» Problem to work on: Copy word for word, please, the lines of the entries below running from the one containing "3. transfer the" to the one containing "4. reset the", both ends included.

[Items from a dataset]
^^^^^^^^
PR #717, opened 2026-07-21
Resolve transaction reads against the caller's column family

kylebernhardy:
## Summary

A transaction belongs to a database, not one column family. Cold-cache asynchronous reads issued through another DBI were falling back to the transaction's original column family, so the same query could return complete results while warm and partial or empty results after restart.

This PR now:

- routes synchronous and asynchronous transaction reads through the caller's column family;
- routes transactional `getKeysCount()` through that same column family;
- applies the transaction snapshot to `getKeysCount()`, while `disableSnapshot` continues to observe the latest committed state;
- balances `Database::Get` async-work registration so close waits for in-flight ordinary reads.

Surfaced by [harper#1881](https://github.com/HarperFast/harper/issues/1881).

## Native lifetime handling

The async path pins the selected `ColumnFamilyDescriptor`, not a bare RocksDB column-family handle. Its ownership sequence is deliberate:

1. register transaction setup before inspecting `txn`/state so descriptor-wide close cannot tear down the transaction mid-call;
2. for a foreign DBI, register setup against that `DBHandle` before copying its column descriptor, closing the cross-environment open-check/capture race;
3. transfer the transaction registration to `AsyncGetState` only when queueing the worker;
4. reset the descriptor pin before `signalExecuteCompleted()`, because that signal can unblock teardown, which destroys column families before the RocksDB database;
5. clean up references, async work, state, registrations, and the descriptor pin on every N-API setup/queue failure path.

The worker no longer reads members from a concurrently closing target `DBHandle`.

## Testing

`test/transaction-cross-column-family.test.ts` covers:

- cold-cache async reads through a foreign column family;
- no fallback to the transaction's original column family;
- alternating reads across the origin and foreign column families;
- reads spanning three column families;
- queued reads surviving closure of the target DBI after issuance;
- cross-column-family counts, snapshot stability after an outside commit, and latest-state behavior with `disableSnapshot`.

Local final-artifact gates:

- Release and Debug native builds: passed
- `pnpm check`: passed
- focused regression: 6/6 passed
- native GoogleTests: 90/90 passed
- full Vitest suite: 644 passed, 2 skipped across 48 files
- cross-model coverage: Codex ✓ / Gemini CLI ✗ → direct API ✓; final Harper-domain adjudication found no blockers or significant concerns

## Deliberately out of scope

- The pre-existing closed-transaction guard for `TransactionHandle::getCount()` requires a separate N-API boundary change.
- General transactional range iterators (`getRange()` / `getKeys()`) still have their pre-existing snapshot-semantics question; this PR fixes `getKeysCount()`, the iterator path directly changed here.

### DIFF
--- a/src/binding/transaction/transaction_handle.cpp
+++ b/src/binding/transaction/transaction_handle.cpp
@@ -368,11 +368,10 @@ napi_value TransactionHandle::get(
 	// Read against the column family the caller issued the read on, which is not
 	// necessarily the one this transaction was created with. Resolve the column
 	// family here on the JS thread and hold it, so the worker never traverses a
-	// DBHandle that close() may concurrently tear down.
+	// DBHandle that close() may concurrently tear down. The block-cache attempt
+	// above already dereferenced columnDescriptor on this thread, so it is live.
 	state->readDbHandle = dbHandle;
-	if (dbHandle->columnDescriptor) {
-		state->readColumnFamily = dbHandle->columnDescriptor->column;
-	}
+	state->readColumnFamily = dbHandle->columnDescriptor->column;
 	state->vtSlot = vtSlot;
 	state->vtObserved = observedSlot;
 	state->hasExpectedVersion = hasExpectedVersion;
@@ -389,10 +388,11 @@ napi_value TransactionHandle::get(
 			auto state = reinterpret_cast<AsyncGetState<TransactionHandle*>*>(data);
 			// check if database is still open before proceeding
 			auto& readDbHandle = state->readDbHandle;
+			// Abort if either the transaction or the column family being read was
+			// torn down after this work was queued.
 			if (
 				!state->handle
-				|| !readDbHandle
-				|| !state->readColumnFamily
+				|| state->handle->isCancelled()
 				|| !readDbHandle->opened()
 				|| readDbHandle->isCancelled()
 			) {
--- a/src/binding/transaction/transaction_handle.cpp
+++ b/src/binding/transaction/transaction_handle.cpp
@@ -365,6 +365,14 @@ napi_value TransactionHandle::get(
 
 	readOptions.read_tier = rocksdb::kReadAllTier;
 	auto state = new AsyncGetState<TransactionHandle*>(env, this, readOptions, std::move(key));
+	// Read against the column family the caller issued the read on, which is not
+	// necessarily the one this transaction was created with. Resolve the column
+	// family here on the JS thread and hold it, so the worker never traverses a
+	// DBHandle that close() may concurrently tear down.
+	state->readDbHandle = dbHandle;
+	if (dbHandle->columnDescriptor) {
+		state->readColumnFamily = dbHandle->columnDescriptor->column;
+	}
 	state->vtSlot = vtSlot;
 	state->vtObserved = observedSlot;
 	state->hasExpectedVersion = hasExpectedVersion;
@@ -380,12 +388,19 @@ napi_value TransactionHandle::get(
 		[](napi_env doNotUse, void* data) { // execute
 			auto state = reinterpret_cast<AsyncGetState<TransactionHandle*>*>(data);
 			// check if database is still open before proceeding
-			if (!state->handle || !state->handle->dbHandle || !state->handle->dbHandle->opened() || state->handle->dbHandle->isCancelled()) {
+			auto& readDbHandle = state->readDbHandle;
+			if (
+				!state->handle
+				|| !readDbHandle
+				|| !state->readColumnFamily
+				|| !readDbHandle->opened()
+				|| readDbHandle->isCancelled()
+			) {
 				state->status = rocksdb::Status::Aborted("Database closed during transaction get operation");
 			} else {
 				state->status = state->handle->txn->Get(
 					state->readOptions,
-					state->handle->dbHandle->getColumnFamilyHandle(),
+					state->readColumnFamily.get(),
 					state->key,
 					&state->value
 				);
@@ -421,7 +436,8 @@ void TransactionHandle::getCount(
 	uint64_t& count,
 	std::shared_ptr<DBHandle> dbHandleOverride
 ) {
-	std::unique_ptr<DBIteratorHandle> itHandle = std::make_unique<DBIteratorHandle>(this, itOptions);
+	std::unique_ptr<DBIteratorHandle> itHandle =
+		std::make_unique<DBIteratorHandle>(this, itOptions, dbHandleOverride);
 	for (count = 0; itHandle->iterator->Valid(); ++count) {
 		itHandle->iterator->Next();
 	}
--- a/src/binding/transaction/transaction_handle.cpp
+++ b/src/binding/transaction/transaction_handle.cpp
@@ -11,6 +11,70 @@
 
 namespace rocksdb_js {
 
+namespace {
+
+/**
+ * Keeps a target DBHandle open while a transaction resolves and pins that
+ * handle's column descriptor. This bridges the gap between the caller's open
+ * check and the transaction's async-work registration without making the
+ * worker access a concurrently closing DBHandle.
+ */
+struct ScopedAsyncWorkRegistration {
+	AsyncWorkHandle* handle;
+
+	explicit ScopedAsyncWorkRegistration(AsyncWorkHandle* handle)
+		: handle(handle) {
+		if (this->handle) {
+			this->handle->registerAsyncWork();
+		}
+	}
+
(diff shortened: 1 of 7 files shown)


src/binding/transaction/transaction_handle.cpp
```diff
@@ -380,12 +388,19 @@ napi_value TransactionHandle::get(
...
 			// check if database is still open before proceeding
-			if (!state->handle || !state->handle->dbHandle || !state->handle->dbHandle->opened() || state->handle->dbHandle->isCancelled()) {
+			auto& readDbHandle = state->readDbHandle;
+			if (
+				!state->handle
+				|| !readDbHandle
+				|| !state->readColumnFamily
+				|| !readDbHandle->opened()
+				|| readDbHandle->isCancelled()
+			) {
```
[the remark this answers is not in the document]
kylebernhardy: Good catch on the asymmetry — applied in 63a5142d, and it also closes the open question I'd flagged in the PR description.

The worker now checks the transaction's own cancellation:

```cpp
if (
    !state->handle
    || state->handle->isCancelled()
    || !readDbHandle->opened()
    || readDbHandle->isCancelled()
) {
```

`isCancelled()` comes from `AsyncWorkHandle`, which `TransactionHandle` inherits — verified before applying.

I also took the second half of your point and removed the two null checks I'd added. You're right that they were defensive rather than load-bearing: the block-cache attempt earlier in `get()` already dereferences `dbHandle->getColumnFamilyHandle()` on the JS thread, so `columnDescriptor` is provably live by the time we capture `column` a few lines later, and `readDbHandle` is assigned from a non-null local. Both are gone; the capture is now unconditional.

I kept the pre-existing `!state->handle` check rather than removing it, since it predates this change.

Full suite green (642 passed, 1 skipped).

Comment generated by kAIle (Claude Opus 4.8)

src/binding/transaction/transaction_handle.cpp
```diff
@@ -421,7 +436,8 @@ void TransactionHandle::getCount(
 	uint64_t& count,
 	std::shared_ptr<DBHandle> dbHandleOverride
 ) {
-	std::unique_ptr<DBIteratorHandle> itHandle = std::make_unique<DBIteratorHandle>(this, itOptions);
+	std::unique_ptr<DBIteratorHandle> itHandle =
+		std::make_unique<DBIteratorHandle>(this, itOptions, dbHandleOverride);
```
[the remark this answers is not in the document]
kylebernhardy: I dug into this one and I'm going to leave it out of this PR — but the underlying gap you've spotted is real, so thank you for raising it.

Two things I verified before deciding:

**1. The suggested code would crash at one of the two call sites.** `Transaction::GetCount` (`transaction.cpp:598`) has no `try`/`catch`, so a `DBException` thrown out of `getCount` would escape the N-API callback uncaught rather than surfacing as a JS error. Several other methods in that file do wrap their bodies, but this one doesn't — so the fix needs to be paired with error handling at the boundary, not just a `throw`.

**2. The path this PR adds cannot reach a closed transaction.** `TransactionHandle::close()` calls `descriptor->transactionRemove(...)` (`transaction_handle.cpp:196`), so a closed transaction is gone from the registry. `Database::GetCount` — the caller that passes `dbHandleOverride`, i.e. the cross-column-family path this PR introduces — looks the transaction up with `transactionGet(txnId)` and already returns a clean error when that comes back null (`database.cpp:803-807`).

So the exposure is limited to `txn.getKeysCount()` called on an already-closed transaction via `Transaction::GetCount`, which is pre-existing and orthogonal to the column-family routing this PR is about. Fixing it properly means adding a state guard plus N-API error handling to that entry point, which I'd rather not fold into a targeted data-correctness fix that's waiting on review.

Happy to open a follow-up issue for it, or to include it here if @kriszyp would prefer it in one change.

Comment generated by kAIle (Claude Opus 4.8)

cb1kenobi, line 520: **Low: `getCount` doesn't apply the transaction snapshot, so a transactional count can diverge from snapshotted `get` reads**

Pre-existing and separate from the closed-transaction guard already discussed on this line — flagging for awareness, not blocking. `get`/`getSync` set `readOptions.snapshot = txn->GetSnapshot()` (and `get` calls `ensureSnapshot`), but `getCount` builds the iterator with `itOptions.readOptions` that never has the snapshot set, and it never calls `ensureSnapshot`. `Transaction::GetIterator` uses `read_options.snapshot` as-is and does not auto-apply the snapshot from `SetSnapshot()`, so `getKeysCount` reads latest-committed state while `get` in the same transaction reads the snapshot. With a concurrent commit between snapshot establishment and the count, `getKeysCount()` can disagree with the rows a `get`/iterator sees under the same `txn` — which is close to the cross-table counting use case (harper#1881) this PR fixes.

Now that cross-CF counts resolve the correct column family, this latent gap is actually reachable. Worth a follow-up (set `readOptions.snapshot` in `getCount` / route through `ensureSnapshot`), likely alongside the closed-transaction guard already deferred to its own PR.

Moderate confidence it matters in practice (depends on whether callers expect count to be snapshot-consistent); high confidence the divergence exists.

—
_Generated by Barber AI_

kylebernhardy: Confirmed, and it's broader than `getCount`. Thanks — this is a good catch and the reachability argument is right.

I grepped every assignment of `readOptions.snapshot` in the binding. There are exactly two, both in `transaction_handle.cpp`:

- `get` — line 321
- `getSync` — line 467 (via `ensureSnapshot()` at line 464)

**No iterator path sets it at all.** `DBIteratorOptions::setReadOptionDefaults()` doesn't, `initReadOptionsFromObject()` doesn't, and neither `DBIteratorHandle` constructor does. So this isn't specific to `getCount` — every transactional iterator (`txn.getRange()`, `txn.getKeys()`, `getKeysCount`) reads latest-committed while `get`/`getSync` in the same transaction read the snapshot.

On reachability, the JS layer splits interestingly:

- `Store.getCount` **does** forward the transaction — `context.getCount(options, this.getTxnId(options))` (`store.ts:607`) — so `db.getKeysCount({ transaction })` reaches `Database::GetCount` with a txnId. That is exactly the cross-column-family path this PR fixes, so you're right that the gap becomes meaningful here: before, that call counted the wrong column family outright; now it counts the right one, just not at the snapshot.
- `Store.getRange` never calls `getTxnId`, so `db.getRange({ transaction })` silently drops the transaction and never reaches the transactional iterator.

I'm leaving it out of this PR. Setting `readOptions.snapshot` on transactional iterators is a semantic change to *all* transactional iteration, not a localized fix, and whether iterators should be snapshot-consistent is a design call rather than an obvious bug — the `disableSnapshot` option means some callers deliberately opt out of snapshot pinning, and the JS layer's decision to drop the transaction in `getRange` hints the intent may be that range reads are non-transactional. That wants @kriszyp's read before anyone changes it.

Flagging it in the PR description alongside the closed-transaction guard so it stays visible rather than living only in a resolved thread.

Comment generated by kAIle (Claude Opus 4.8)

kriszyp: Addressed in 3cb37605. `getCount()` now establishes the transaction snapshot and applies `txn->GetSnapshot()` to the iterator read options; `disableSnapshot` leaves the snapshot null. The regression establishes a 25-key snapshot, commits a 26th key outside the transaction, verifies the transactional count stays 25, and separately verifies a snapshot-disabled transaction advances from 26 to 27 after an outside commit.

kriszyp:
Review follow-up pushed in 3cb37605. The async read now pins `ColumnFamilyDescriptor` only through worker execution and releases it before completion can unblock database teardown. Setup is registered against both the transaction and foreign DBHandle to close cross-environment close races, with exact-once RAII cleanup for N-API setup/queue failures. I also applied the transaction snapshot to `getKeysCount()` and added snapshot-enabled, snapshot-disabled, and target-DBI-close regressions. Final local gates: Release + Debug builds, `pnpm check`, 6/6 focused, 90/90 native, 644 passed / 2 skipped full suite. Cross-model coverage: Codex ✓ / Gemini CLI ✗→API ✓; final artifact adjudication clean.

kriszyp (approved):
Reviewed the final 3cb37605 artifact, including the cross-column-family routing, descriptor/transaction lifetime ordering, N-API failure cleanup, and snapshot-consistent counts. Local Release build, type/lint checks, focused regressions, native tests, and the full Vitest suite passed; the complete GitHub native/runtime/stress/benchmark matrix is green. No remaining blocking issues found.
^^^^^^^^
» Answer to this exercise:
3. transfer the transaction registration to `AsyncGetState` only when queueing the worker;
4. reset the descriptor pin before `signalExecuteCompleted()`, because that signal can unblock teardown, which destroys column families before the RocksDB database;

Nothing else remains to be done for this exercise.